- Your assignment -
Please restate exactly what appears in the records below from the first line to the line where "representation, as a 1D numpy array." is, that line included.

= = =

Issue #1231, opened 2017-03-22
DocvecsArray getitem int64 bug


knownact:
def __getitem__(self, index):
        """
        Accept a single key (int or string tag) or list of keys as input.

        If a single string or int, return designated tag's vector
        representation, as a 1D numpy array.

        If a list, return designated tags' vector representations as a
        2D numpy array: #tags x #vector_size.
        """
        if isinstance(index, string_types + (int,)):
            return self.doctag_syn0[self._int_index(index)]

        return vstack([self[i] for i in index])

should be 

        if isinstance(index, integer):
            return self.doctag_syn0[self._int_index(index)]

gojomo:
Why? Do you have an example where the chabge works better? Does the change still support indexed-lookup of string doctags?

knownact:
it is because index here may be the numpy.int64 type, and the code here will hurt the indexed-lookup of string doctag, so maybe add a addition compare is ok, like:


from numpy import integer:

    if isinstance(index, string_types + (int,)) or isinstance(index, integer + (int,)) :
        return self.doctag_syn0[self._int_index(index)]

gojomo:
I see. A PR with a test for the new case this enables, & the fix, would be welcome.

PR #1254, opened 2017-03-31
Allow indexing with np.int64 in doc2vec - #1231

bogdanteleaga:
This PR attempts to fix https://github.com/RaRe-Technologies/gensim/issues/1231.
It also includes a drive-by fix for a warning that was thrown during tests that asked the `assertEquals` to be changed into an `assertEqual`.

As far as the fix itself goes, I am not completely sure this is sane and am willing to discard the PR. Indexing with `np.int32` works fine with the previous code and if indexing with `np.int64` is going to be allowed here, it might as well be allowed everywhere else, which is a way bigger change.

However, this does fix the original issue as it has been presented.

### DIFF
--- a/gensim/corpora/indexedcorpus.py
+++ b/gensim/corpora/indexedcorpus.py
@@ -18,7 +18,7 @@ of each document.
 """
 
 import logging
-import shelve
+import six
 
 import numpy
 
@@ -124,7 +124,7 @@ class IndexedCorpus(interfaces.CorpusABC):
 
         if isinstance(docno, (slice, list, numpy.ndarray)):
             return utils.SlicedCorpus(self, docno)
-        elif isinstance(docno, (int, numpy.integer)):
+        elif isinstance(docno, six.integer_types + (numpy.integer,)):
             return self.docbyoffset(self.index[docno])
         else:
             raise ValueError('Unrecognised value for docno, use either a single integer, a slice or a numpy.ndarray')
--- a/gensim/models/atmodel.py
+++ b/gensim/models/atmodel.py
@@ -33,13 +33,8 @@ A tutorial can be found at https://github.com/RaRe-Technologies/gensim/tree/deve
 # are included in the code where this is the case, for example in the log_perplexity
 # and do_estep methods.
 
-import pdb
-from pdb import set_trace as st
-from pprint import pprint
-
 import logging
 import numpy as np  # for arrays, array broadcasting etc.
-import numbers
 from copy import deepcopy
 from shutil import copyfile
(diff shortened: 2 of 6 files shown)


tmylk:
Agree that it should be changed throughout doc2vec.
Some of the doc2vec code uses `isinstance(x, integer_types)` which includes `int64` . So suggest  to change all `isinstance(x, int)` in doc2vec to this check. It is more concise than proposed  `isinstance(x, (int, integer))`

bogdanteleaga:
I meant across the codebase, but after a quick search it seems this is the only place where this actually happens.
There's two other spots that do this: one uses `numbers.Integral` and `np.integer`, the other uses `int` and `np.integer`.
Now, for me `numbers.Integral` actually covers all 3 cases, while just `integer_types` fails for numpy(see below). I think `numbers.Integral` should be safe considering [this](https://github.com/scikit-learn/scikit-learn/issues/5786). 

Does the CI run the tests on multiple python versions?

```python
>>> l=[42, np.int32(42), np.int64(42)]
>>> [isinstance(x, numbers.Integral) for x in l]
[True, True, True]
>>> [isinstance(x, six.integer_types) for x in l]
[True, False, False]
```

bogdanteleaga:
Okay, did some more testing and the last commit makes the most sense I think. `integer_types` takes care of regular python stuff and `integer` takes care of numpy integers. It is a bit ugly but it is the only one that was consistent. `numbers.Integral` was still failing for some numpy types on python2.7.

tmylk:
Thanks for the changes across the broader codebase. New tests of `int64` are needed for every changed class.

bogdanteleaga:
Well, at this point I guess it's not just `np.int64` anymore, it's other numpy integer types as well. I'll take a look later this week.

tmylk:
@bogdanteleaga Are you interested in adding tests to this PR?

bogdanteleaga:
Sorry, it's been a really busy week and this one's not looking that great either. But I should be able to do it at the end of this one/start of next one. If anybody else wants to take it up faster than that that's ok as well.

bogdanteleaga:
Added 2 simple tests for indexed corpus and word2vec. Not really sure how to test lda/at. Also I'm not completely sure on how to test other types(if that's wanted). I could yield all the different types and iterate over them, but it could make tests take longer. Let me know what you think.

tmylk:
Thanks for the fix.

I am not sure what is the point of having ` and not isinstance(doc[0][0], six.integer_types + (np.integer,)):` in LDAModel is either.

PR #1255, opened 2017-04-01
most_similar_among functionality added with tests

### LINKED ISSUE #148: word2vec errors with GoogleNews-vectors-negative300.bin model
Using the pretrained model GoogleNews-vectors-negative300.bin I have problems with terms not being found in the model.

./distance GoogleNews-vectors-negative300.bin
internet

produces the below, but using word2vec.py after loading the model, 'internet' in model produces False. Other models seem to work fine.

---

```
                                      Internet      0.834454
                                        online      0.650548
                        Visit_OMNOVA_Solutions      0.649711
                    via_www.mobilebaybears.com      0.647773
                      Earn_Rs.####/day_working      0.629283
                  http://www.mineralstech.com/      0.618483
                            Earn_Rs.####_daily      0.611737
                                           web      0.596768
                              InternetInternet      0.588310
                                       intenet      0.584393
```

shubhvachher:
Fix #148. After @gojomo's comprehensive review from #1229

I have split PR's for all drive-by bug fixes as suggested. Some follow ups from previous comments :

>Since people might not find index2word, I can see the benefit of an accessor method. However, given that this is now a generic KeyedVectors class, the name shouldn't be 'words'-centric. I'd suggest ordered_keys.

Done. I have also added a method to class `Word2Vec` in order to solve the original "people might not find index2word" problem.

>I think suppress_warnings adds extra complication for little benefit.

Actually, calculating difference in sets (which is needed to generate this warning) can be an unnecessary overhead for people using this code in production environment. I have added a `logging.info` call to inform users of the same.
Sometimes it is not possible to remove all non-vocabulary words from the `words-list`, for example, if `words-list` is generated during runtime. Here using `suppress_warnings` would be ideal. 

>Seems more like something to log than use warnings.

Done. Yes, you're right. The module uses logging throughout, unnecessary import and use of warnings was not a good choice.

>Because most_similar_among() functionality is merely on a set of vectors, it's not dependent on the mode-of-training – so there's no need for multiple models built different ways.

Ok sure, removing extra tests.

>In fact, it'd ultimately make even more sense to be inside a set of KeyedVectors tests, rather than Word2Vec tests, but since its sibling methods are tested here it's not necessary to make that big change yet.

Quoted here to keep track.

### DIFF
--- a/gensim/models/keyedvectors.py
+++ b/gensim/models/keyedvectors.py
@@ -272,6 +272,13 @@ class KeyedVectors(utils.SaveLoad):
         else:
             raise KeyError("word '%s' not in vocabulary" % word)
 
+    def get_ordered_keys(self):
+        """
+        Returns the keys in the current KeyedVectors instant as a list.
+        If the model is not trained yet then an empty list is returned.
+        """
+        return self.index2word
+
     def most_similar(self, positive=[], negative=[], topn=10, restrict_vocab=None, indexer=None):
         """
         Find the top-N most similar words. Positive words contribute positively towards the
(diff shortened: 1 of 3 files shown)


tmylk:
Please continue in the original PR

PR #1256, opened 2017-04-01
Added save method for doc2vec

parulsethi:
This PR adds a method `save_doc2vec_format` to save document vectors in similar format as `save_word2vec_format` saves word vectors. 

Another PR [#699](https://github.com/RaRe-Technologies/gensim/pull/699) was opened with this issue and to address @gojomo comment there
> mixing word & doc vectors into the same flattened file on save

I’ve added a flag parameter to indicate whether to save word vectors along with doc vectors. For now, I append word vectors after doc vectors, let me know if some other criteria is more favorable. 

And if someone would like to keep doc and word vectors disentangled as pointed out by @gojomo, they can separately save them to different files now using `save_doc2vec_format` (with flag `word_vec=False`) and then `save_word2vec_format`.

@tmylk  @gojomo  If this seems ok, I’ll add the corresponding load method


gensim/models/doc2vec.py
```diff
@@ -808,6 +808,45 @@ def delete_temporary_training_data(self, keep_doctags_vectors=True, keep_inferen
...
+        if word_vec:
+            total_vec = total_vec + len(self.wv.vocab)
+        logger.info("storing %sx%s projection weights into %s" % (total_vec, self.vector_size, fname))
+
+        # save document vectors
+        with utils.smart_open(fname, 'wb') as fout:
+            fout.write(utils.to_utf8("%s %s\n" % (total_vec, self.vector_size)))
+            # store as in input order
+            for i in range(len(self.docvecs)):
+                doctag = self.docvecs.index_to_doctag(i)
```
parulsethi: this will work in case user's `model.docvecs.doctags` is empty, and will assign the vector index as doctag

gojomo:
Cool! Some thoughts:

* since the *format* written is still the "word2vec_format" used by word2vec.c, the method name should still reflect that
* potentially this could even be a `save_word2vec_format()` method on the DocvecsArray, rather than on the Doc2Vec model itself – though that leaves open the question of how to get both word-and-doc vectors in the same file
* if I understand correctly, if strings are repeated between the word vocabulary and doctags, the resulting file will have repeating keys? A convention for avoiding those collisions, such as prefixing all doctags in a unique way (perhaps with a default that the user could override) would be helpful.
* a new `load_…` may not be necessary; there's not enough info in the format to rebuilt a trainable model. But, since the format is compatible with `KeyedVectors.load_word2vec_format()`, anything written here can be reloaded, for read-only access, using that.

parulsethi:
@gojomo made changes according to 1st and 3rd point, and agree on 4th point.
And yeah Word2vec instance is used for directly accessing vocab and syn0 to save word vectors in `Doc2vec`'s `save_word2vec_format()`. I'm doubtful for how it could be done in `DocvecsArray`

tmylk:
Could you please add an ipynb with images showing how to visualise doc2vec in Tensorboard?

parulsethi:
@tmylk Sure, I'll prepare a notebook tutorial for that

gensim/models/doc2vec.py
```diff
@@ -808,6 +809,50 @@ def delete_temporary_training_data(self, keep_doctags_vectors=True, keep_inferen
         if self.docvecs and hasattr(self.docvecs, 'doctag_syn0_lockf'):
             del self.docvecs.doctag_syn0_lockf
 
+    def save_word2vec_format(self, fname, doc_vec=True, word_vec=False, prefix='dt_', fvocab=None, binary=False):
```
gojomo: To be consistent with behavior before this change, default should be to just write word-vectors (as when implementation just inherited from Word2Vec). Let the new capability require explicit activation with a new parameter.

gensim/models/doc2vec.py
```diff
@@ -808,6 +809,50 @@ def delete_temporary_training_data(self, keep_doctags_vectors=True, keep_inferen
...
+         in binary word2vec format (default: False)
+
+        """
+        total_vec = len(self.docvecs)
+        if word_vec:
+            total_vec = total_vec + len(self.wv.vocab)
+        # save document vectors
+        if doc_vec:
+            logger.info("storing %sx%s projection weights into %s" % (total_vec, self.vector_size, fname))
+            with utils.smart_open(fname, 'wb') as fout:
```
gojomo: If all writing is done in this method, seems that should be possible, and would be cleaner, to only open the file once, rather once then a second time in append-mode. BUT, see later comment for a way that this method might be able to offload some of the writing, and thus would just choose to re-open append.

gensim/models/doc2vec.py
```diff
@@ -808,6 +809,50 @@ def delete_temporary_training_data(self, keep_doctags_vectors=True, keep_inferen
...
 
+    def save_word2vec_format(self, fname, doc_vec=True, word_vec=False, prefix='dt_', fvocab=None, binary=False):
+        """
+        Store the input-hidden weight matrix.
+
+         `fname` is the file used to save the vectors in
+         `doc_vec` is an optional boolean indicating whether to store document vectors
+         `word_vec` is an optional boolean indicating whether to store word vectors
+         (if both doc_vec and word_vec are True, then both vectors are stored in the same file)
+         `prefix` to uniquely indentify doctags from word vocab, and avoid collision
```
gojomo: Type: 'indentify'

gensim/models/doc2vec.py
```diff
@@ -808,6 +809,50 @@ def delete_temporary_training_data(self, keep_doctags_vectors=True, keep_inferen
...
+         in case of repeated string in doctag and word vocab
+         `fvocab` is an optional file used to save the vocabulary
```
gojomo: The potential to save the vocabulary, with particular index-positions that correspond to the word-vectors only, makes me think that when both word+doc vectors are stored, the word-vectors should go first. Then, at least, any vocab written aligns one-for-one with the word-vectors portion of the save file. (Also: does `fvocab` currently do anything in the save-both case?)

gensim/models/doc2vec.py
```diff
@@ -808,6 +809,50 @@ def delete_temporary_training_data(self, keep_doctags_vectors=True, keep_inferen
...
+            if word_vec:
+                with utils.smart_open(fname, 'ab') as fout:
+                    for word, vocab in sorted(iteritems(self.wv.vocab), key=lambda item: -item[1].count):
+                        row = self.wv.syn0[vocab.index]
+                        if binary:
+                            fout.write(utils.to_utf8(word) + b" " + row.tostring())
+                        else:
+                            fout.write(utils.to_utf8("%s %s\n" % (word, ' '.join("%f" % val for val in row))))
+        else:
+            KeyedVectors.save_word2vec_format(self.wv, fname, fvocab=fvocab, binary=binary)
```
gojomo: A thought, in combination with my other comments: perhaps code duplication can be reduced by, if word-vecs are enabled, just calling KeyedVectors on the word-vectors first, *then* appending doc-vecs if necessary. This would reuse the word-writing (and vocab-writing) code from KeyedVectors, but then re-open the file for append to add doc-vectors (if enabled). To make sure the front-of-file vector-count was correct, the `KeyedVectors.load_word2vec_format()` would need a new parameter telling it to boost the count by some factor the caller knows.

gensim/models/doc2vec.py
gojomo: Thinking more about names: 

* to acknowledge the doc-vectors aren't necessarily one-per-doc, but one-per-doctag, and to follow the convention elsewhere, let's enable with `doctag_vec=True`, rather than `doc_vec=True`.
* let's make the default prefix even weirder and less-at-risk of collision with any real tokens. In Mikolov's example sentence-vectors scripts, he prefixed those vector-keys with `*_`. So let's use `*dt_` as the default prefix.

gensim/models/doc2vec.py
parulsethi: Done

gensim/models/doc2vec.py
parulsethi: Done

gensim/models/doc2vec.py
parulsethi: Done, word-vectors go first now.

> (Also: does fvocab currently do anything in the save-both case?)

It didn't, earlier. But now that only `KeyedVectors.save_word2vec` is used for save-only-wv and save-both, vocab is saved in both the cases.

gensim/models/doc2vec.py
parulsethi: Done

gojomo:
Looks good!

parulsethi:
Sure, and a test too.

gensim/test/test_doc2vec.py
```diff
@@ -76,6 +76,13 @@ def test_persistence(self):
         model.save(testfile())
         self.models_equal(model, doc2vec.Doc2Vec.load(testfile()))
 
+    def testPersistenceWord2VecFormat(self):
+        """Test storing the entire model in word2vec format."""
+        model = doc2vec.Doc2Vec(DocsLeeCorpus(), min_count=1)
+        model.save_word2vec_format(testfile(), doctag_vec=True, binary=True)
+        binary_model_dv = keyedvectors.KeyedVectors.load_word2vec_format(testfile(), binary=True)
+        self.assertEqual(len(model.wv.vocab) + len(model.docvecs), len(binary_model_dv.vocab))
```
tmylk: Please add tests for more combinations of `word_vec`/`doctag_vec` `True`/`False`

PR #1267, opened 2017-04-08
syn0_lockf updated in intersect_word2vec_format()

KiddoZhu:
For the else branch with binary=False, syn0_lockf is not initialized with the parameter. So I add it.


gojomo:
+1

Thanks!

= = =

- Response -
Issue #1231, opened 2017-03-22
DocvecsArray getitem int64 bug


knownact:
def __getitem__(self, index):
        """
        Accept a single key (int or string tag) or list of keys as input.

        If a single string or int, return designated tag's vector
        representation, as a 1D numpy array.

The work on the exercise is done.